Task instructions →
State, as a number alone, how many lines of the entries contain the word "least".

Collected data:

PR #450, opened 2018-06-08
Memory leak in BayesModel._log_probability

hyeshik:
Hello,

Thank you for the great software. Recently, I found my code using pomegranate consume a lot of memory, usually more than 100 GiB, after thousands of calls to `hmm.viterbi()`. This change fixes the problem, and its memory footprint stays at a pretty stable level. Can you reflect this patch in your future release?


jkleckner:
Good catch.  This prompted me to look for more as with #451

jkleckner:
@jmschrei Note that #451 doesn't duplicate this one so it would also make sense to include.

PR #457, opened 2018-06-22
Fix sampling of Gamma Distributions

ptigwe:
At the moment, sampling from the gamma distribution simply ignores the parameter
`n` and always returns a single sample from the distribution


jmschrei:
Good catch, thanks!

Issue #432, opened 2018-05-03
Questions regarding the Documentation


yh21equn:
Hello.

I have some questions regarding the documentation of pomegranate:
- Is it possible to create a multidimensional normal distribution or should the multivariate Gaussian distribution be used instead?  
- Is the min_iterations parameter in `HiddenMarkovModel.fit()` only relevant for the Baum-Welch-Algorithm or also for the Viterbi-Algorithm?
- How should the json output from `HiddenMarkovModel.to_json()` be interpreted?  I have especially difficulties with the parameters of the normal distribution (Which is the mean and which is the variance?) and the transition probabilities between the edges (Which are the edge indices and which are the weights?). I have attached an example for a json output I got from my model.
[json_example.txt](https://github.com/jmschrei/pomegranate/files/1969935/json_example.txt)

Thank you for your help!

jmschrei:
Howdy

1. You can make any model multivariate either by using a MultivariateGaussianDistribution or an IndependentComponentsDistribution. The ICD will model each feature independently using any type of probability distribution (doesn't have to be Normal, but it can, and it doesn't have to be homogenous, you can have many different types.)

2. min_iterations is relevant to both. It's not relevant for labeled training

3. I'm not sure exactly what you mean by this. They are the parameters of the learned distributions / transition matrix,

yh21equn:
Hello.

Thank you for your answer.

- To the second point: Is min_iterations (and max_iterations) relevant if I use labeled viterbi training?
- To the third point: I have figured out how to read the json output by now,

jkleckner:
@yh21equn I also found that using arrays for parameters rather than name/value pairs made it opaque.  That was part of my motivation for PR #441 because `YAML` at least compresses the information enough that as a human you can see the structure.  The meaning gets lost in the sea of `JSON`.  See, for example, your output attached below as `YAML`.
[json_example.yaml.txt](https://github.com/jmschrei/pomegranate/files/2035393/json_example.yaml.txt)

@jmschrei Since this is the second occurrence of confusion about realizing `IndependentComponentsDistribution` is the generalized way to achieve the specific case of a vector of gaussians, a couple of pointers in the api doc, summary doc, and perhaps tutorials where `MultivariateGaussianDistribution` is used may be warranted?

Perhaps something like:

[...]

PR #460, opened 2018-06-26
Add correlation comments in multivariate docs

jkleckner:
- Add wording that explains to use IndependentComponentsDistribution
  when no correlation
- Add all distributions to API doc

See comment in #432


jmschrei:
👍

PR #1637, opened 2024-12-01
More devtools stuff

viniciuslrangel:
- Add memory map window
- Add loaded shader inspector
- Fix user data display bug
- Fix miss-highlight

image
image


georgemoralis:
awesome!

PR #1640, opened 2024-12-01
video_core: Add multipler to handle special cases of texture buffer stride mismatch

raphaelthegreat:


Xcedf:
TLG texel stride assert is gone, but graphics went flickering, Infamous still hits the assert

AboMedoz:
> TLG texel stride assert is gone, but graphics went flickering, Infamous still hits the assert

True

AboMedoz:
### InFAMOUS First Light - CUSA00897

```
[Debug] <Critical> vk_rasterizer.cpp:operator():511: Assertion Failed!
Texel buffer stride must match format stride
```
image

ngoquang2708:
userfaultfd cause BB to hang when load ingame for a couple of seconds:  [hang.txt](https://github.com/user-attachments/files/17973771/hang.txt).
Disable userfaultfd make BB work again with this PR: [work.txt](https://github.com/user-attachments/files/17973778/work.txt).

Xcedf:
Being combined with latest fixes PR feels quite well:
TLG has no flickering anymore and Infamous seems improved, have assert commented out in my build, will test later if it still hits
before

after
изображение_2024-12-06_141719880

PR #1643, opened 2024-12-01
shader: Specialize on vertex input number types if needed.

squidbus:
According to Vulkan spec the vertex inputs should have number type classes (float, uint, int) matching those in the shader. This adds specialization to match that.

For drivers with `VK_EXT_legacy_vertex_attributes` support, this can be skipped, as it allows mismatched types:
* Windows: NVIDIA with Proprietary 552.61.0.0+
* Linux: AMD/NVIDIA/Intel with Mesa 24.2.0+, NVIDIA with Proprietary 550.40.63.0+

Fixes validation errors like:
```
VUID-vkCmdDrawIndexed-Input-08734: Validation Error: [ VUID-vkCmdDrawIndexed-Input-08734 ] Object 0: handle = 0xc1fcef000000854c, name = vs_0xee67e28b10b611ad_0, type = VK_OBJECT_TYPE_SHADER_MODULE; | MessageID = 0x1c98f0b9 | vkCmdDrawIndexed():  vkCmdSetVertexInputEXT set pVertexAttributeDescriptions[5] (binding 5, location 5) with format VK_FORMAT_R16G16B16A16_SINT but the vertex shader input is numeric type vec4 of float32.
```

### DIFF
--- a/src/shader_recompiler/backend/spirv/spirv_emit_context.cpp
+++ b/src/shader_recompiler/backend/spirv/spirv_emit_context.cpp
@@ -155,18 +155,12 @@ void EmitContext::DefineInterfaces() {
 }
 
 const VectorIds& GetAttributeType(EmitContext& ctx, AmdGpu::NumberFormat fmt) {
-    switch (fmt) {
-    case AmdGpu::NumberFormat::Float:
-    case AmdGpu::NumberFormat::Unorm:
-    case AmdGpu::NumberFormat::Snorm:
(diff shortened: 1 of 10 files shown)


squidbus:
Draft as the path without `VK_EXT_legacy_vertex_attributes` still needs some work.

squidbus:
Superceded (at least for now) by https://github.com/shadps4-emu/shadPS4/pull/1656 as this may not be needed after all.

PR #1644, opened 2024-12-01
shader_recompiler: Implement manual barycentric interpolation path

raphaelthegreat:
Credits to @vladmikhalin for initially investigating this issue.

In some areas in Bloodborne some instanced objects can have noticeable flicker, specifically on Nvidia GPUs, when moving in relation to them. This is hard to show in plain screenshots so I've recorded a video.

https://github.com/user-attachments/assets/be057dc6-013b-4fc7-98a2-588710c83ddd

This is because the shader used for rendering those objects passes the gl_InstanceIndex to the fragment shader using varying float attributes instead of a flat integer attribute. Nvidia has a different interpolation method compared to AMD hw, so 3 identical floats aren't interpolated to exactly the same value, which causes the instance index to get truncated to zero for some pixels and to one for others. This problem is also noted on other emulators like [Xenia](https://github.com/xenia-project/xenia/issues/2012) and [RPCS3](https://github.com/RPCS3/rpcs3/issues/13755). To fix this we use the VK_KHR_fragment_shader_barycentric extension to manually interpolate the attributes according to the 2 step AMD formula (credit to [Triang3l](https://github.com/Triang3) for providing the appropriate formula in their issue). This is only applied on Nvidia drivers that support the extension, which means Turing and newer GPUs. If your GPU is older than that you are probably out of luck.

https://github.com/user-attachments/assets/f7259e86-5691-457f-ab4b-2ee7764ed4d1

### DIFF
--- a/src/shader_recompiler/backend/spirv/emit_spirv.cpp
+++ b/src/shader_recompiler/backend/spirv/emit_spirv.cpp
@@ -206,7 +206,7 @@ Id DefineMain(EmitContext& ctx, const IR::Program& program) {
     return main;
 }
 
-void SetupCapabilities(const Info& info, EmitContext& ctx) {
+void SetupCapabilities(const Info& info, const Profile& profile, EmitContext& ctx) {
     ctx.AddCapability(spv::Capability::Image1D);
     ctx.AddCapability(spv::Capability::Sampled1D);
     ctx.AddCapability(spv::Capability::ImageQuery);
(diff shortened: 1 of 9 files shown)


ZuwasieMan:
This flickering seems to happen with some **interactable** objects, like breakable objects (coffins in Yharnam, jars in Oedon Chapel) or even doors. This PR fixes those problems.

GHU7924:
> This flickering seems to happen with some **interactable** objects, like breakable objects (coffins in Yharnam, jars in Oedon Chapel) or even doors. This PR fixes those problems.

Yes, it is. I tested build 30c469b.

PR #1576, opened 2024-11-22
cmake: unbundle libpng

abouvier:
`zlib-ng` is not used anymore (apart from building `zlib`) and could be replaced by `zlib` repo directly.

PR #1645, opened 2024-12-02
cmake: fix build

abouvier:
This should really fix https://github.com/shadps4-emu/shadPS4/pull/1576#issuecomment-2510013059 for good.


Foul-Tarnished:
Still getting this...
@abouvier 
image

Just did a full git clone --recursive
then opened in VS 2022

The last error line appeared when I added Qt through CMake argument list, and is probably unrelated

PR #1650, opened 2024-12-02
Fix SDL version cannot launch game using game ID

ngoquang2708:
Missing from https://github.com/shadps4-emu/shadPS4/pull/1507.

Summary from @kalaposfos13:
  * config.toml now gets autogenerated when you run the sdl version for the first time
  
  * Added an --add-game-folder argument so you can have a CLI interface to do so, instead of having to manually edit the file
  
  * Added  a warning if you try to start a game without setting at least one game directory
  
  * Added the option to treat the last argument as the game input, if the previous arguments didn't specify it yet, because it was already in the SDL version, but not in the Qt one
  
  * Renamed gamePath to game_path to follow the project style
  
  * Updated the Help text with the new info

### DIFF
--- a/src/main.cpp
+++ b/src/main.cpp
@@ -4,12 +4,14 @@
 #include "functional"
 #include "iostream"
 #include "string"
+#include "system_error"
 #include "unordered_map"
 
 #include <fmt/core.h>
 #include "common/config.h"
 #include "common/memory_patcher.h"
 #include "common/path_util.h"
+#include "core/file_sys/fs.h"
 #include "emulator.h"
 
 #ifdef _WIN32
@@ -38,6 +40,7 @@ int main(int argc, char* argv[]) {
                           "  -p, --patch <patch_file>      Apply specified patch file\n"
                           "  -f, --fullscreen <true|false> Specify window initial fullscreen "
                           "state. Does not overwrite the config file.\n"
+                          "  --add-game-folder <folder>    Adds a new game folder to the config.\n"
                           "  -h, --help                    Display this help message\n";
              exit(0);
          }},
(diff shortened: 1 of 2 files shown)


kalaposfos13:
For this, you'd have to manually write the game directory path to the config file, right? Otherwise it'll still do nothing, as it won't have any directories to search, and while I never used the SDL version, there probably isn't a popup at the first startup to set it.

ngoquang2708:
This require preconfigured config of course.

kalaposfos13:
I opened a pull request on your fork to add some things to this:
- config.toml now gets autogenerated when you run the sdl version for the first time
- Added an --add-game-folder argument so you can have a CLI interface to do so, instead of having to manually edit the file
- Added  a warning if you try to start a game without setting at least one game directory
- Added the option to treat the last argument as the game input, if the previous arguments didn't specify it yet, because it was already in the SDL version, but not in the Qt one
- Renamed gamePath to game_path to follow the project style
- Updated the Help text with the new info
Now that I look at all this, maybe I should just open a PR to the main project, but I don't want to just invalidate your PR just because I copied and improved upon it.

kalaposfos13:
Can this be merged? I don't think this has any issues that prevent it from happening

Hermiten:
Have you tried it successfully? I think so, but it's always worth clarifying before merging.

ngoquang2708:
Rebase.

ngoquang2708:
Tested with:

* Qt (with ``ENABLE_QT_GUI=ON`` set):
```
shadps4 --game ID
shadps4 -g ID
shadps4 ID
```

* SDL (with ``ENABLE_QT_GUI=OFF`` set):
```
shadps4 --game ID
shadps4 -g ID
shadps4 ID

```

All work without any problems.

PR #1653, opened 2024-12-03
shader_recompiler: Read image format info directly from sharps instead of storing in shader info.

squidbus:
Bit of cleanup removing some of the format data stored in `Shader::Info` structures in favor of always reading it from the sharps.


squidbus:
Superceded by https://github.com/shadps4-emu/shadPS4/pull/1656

Task output →
4